The effect of the ratio of Λ-shaped shear connectors on the flexural behavior of a reinforced concrete frame

Abstract

Failure in a structural system can appear because of different types of pathologies and can cause a large number of problems during seismic action. Among these pathologies are design and execution flaws, underestimation of the required capacity of cross-section or seismic demand, and use of low quality of materials. The jacketing technique for a frame element is the most common use strengthening method in the practice to remove such disadvantages in a structural system. Then, the shear stress transferability at the concrete-to-concrete interface surface is the main objective. Shear connectors application is a solution for that consideration, but the investigation in the literature focusing this point is not adequate.

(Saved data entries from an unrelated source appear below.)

PR #2138, opened 2024-06-10
GEN-2041 Refactor/change address vm to molecule

panasetskaya:
- [x] tests;
- [x] some annoying UI un-smoothness with extraBuilding bottomSheet and keyboard focus, both were there before too, but would be good to get rid of them
- [x] checking about maxCoInsured number - is it 5, why is it 5 and should we add(1) to it

So it was one viewModel here, I divided it in 4, changed navParameters a bit, and wrote tests.


panasetskaya:
So I fixed the bottom padding, but cannot make the bottom sheet adjust to the keyboard (it goes up to the bottom of textInput, not to the bottom of the whole column). Maybe it because of the bottom sheet in combination with vertical scroll - not sure. Maybe I'm missing something.

So the dismissing keyboard with bottom sheet problem remains here:)

panasetskaya:
As one solution for dismissing the bottomSheet - maybe get rid of bottomSheet here if we won't be able to make it work? Make a separate screen, like we do e.g. for full screen free text in survey?

StylianosGakis:
> As one solution for dismissing the bottomSheet - maybe get rid of bottomSheet here if we won't be able to make it work? Make a separate screen, like we do e.g. for full screen free text in survey?

Honestly feel free to do that if you feel like it's gonna improve the experience. Or you could also try to give the modalsheet library a shot and if it proves to work quite well (especially around the keyboard stuff) then you could also do that instead. For now as you say this is fine, especially considering the bug was there before anyway.

app/feature/feature-changeaddress/src/main/kotlin/com/hedvig/android/feature/changeaddress/destination/enternewaddress/EnterNewAddressDestination.kt
```diff
@@ -147,19 +169,28 @@ private fun ChangeAddressEnterNewAddressScreen(
...
     uiState.datePickerUiState?.let {
       Spacer(modifier = Modifier.height(8.dp))
       MovingDateButton(
-        onDateSelected = { onMoveDateSelected(it) },
+        onDateSelected = {
+          onMoveDateSelected(it)
+          focusManager.clearFocus()
+        },
+        // todo: Scaffold's modifier does not clear focus in this case,
+        //  nor does MovingDateButton modifier, so it's annoying when keyboard opens again
```
StylianosGakis, line 193: Sounds good to add the clearFocus() here then 👍

app/feature/feature-changeaddress/src/main/kotlin/com/hedvig/android/feature/changeaddress/destination/enternewaddress/EnterNewAddressViewModel.kt
```diff
@@ -0,0 +1,282 @@
...
+      movingDate = movingDate.copy(
+        errorMessageRes = if (!movingDate.isPresent) {
+          hedvig.resources.R.string.CHANGE_ADDRESS_MOVING_DATE_ERROR
+        } else {
+          null
+        },
+      ),
+      numberInsured = numberInsured.copy(
+        errorMessageRes = if (!numberInsured.isPresent || isNumberInsuredTooLow(numberInsured.input!!.toIntOrNull())) {
+          hedvig.resources.R.string.CHANGE_ADDRESS_CO_INSURED_ERROR // todo: I think the copy may be wrong here. It is the number of all the insured (incl.the main insured, not only co-insured)
```
StylianosGakis, line 201: Can we ask iOS too what they do?

app/feature/feature-changeaddress/src/main/kotlin/com/hedvig/android/feature/changeaddress/destination/offer/ChangeAddressOfferViewModel.kt
```diff
@@ -0,0 +1,152 @@
...
+    var currentState by remember { mutableStateOf(lastState) }
+
+    var dataLoadIteration by remember { mutableIntStateOf(0) }
+
+    var quotesLoadIteration by remember { mutableIntStateOf(0) }
+
+    CollectEvents { event ->
+      when (event) {
+        is ConfirmMove -> {
+          dataLoadIteration++
```
StylianosGakis, line 56: Since this is a bit more than just refreshing the most up-to-date data to show in the UI. Could we name it something a bit more descriptive. Like the confirmMoveIteration or something like that?

app/feature/feature-changeaddress/src/main/kotlin/com/hedvig/android/feature/changeaddress/destination/selecthousingtype/SelectHousingTypeViewModel.kt
```diff
@@ -0,0 +1,136 @@
...
+          currentState = currentState.copy(housingType = ValidatedInput(input = event.housingType))
+        }
+
+        SubmitHousingType -> {
+          if (!currentState.housingType.isPresent) {
+            currentState = currentState.copy(
+              errorMessageRes = R.string.CHANGE_ADDRESS_HOUSING_TYPE_ERROR,
+            )
+          } else {
+            dataLoadIteration++
```
StylianosGakis, line 60: Same concept here, since this is in fact submitting something, I would prefer to have a name that describes that

app/feature/feature-changeaddress/src/main/kotlin/com/hedvig/android/feature/changeaddress/destination/selecthousingtype/SelectHousingTypeViewModel.kt
```diff
@@ -0,0 +1,136 @@
...
+                currentState.housingType.input != HousingType.VILLA,
+              maxSquareMeters = when (currentState.housingType.input) {
+                HousingType.APARTMENT_RENT,
+                HousingType.APARTMENT_OWN,
+                -> moveIntent.maxApartmentSquareMeters
+
+                HousingType.VILLA -> moveIntent.maxHouseSquareMeters
+                null -> null
+              },
+              maxNumberCoInsured = when (currentState.housingType.input) { // todo: is this number of coInsured or just Insured (incl.main insured?) bc later it's used as if it is the later one.
```
StylianosGakis, line 96: I don't know myself either actually, probably worth running with a sample memeber to see what it really is to make sure we're not misusing it

app/feature/feature-changeaddress/src/main/kotlin/com/hedvig/android/feature/changeaddress/ui/extrabuildings/ExtraBuildingBottomSheet.kt
```diff
@@ -56,6 +62,8 @@ internal fun ExtraBuildingBottomSheet(
     shape = MaterialTheme.shapes.squircleLargeTop,
     sheetState = sheetState,
     tonalElevation = 0.dp,
+    windowInsets = WindowInsets.ime,
```
StylianosGakis, line 65: For this btw, could a solution instead be that the content itself is the one that takes the IME insets?

Because now I think that the entire sheet will have the IME insets, and the content will *also* receive them, getting them double applied.

So the sheet probably is offset up by the IME height, and then inside the content itself there is also a space at the bottom equal to the IME height, am I correct in my assumption here?

app/feature/feature-changeaddress/src/main/kotlin/com/hedvig/android/feature/changeaddress/ui/offer/QuoteCard.kt
```diff
@@ -127,9 +127,9 @@ private fun QuoteDetailsAndPrice(isExpanded: Boolean, quote: MoveQuote) {
         Spacer(Modifier.width(8.dp))
         val angle = animateFloatAsState(
           targetValue = if (isExpanded) {
-            0f
-          } else {
             -180f
+          } else {
+            0f
           },
```
StylianosGakis, line 133: Was it flipped the wrong way? 😅

I think we want this to point down when the content is shrinked, and to point up when it's expanded. Sort of to have the arrow point towards where the content will go when clicked.

app/feature/feature-changeaddress/src/test/kotlin/com/hedvig/android/feature/changeaddress/destination/enternewaddress/EnterNewAddressPresenterTest.kt
```diff
@@ -0,0 +1,352 @@
...
+import com.hedvig.android.language.test.FakeLanguageService
+import com.hedvig.android.logger.TestLogcatLoggingRule
+import com.hedvig.android.molecule.test.test
+import java.util.Locale
+import kotlinx.coroutines.test.runTest
+import kotlinx.datetime.LocalDate
+import org.junit.Rule
+import org.junit.Test
+
+class EnterNewAddressPresenterTest {
```
StylianosGakis, line 22: 🌟

StylianosGakis (approved):
A herculean effort, I am very impressed, great job!

app/feature/feature-changeaddress/src/main/kotlin/com/hedvig/android/feature/changeaddress/ui/offer/QuoteCard.kt
panasetskaya: Yep, was flipped and felt strange:)

panasetskaya: I was also thinking of adding a gigantic ripple that covers all the card there (we had it in payments somewhere - smaller round ripple in the center of card looking a bit strange), but it's a smaller thing

app/feature/feature-changeaddress/src/main/kotlin/com/hedvig/android/feature/changeaddress/ui/extrabuildings/ExtraBuildingBottomSheet.kt
panasetskaya: I'll check this out. I tried to add ime to the content in one of my attempts, but maybe it was not done correctly

app/feature/feature-changeaddress/src/main/kotlin/com/hedvig/android/feature/changeaddress/destination/enternewaddress/EnterNewAddressViewModel.kt
panasetskaya: They actually have a completely different field here:) which I think is better (easier to understand)

app/feature/feature-changeaddress/src/main/kotlin/com/hedvig/android/feature/changeaddress/destination/selecthousingtype/SelectHousingTypeViewModel.kt
panasetskaya: I did, it seems to be overall for main+co-insured. 
Also, Sladan says in iOs they can go as high as up to 6 co-insured. I wonder how it corresponds with this maxNumber

app/feature/feature-changeaddress/src/main/kotlin/com/hedvig/android/feature/changeaddress/destination/enternewaddress/EnterNewAddressViewModel.kt
StylianosGakis: Do you we don't have this at all in Android I think right?
New design I assume has this component?
Also, do we have a new design for moving flow anyway?
Maybe this could be fixed while those are being worked on so we don't make smth now only to be replaced soon. Otherwise if new design does not have moving flow, perhaps we should just make a quick impl for this which fixes it.

panasetskaya: Kinda did a quick impl without checking:))) but we do in fact have this component in the new design: https://www.figma.com/design/5kmmDdh6StpXzbEfr7WevV/Hedvig-UI-Kit?node-id=15724-23348&t=uKXQD6goM9XLlf5C-4

panasetskaya: But I say it's a whole new component, so would take some time to implement. Maybe a separate PR for this?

The effect of the ratio of steel shear connectors on the interfaces of a reinforced concrete frame constructed using reinforced concrete formworks on its flexural behavior is numerically evaluated. Initially, the same ratio of Π-shaped and Λ-shaped shear connectors, 0.312%, is applied to determine the more effective shape. It should be clear that the ratio of shear connectors on any separate surface is calculated as the fraction of the total area of the cross-section of shear connectors placed perpendicularly (Π-shaped) at the surface and the area of that surface. The same ratio is understood as after evaluating the Π-shaped shear links, each of them is replaced by a Λ-shaped link at the same location. As a result, compared to the bending capacity of the frame whose surfaces are smooth, Λ-shaped connectors enhance the bending capacity of the frame up to 9.67% while the amount of improvement brought by Π-shaped ones is modest, about 2.172%. After that, a wide variety of the ratio of Λ-shaped connectors, 9 values, are placed on concrete-to-concrete interfaces. Tremendously, due to clamping stress brought by Λ-shaped shear connectors at the concrete substrates, the nonlinear behavior is improved and the amount of enhancement rises as the number of applied connectors is augmented but not linearly. The most important observation is that the amount of improvement is insignificant after the ratio of shear connectors reaches the percentage of between 0.3% and 0.4%. On the other hand, compared with the frame whose interfaces are smooth, the displacement ductility factor of the frame strengthened using 0.4% decreases an amount of about 30%.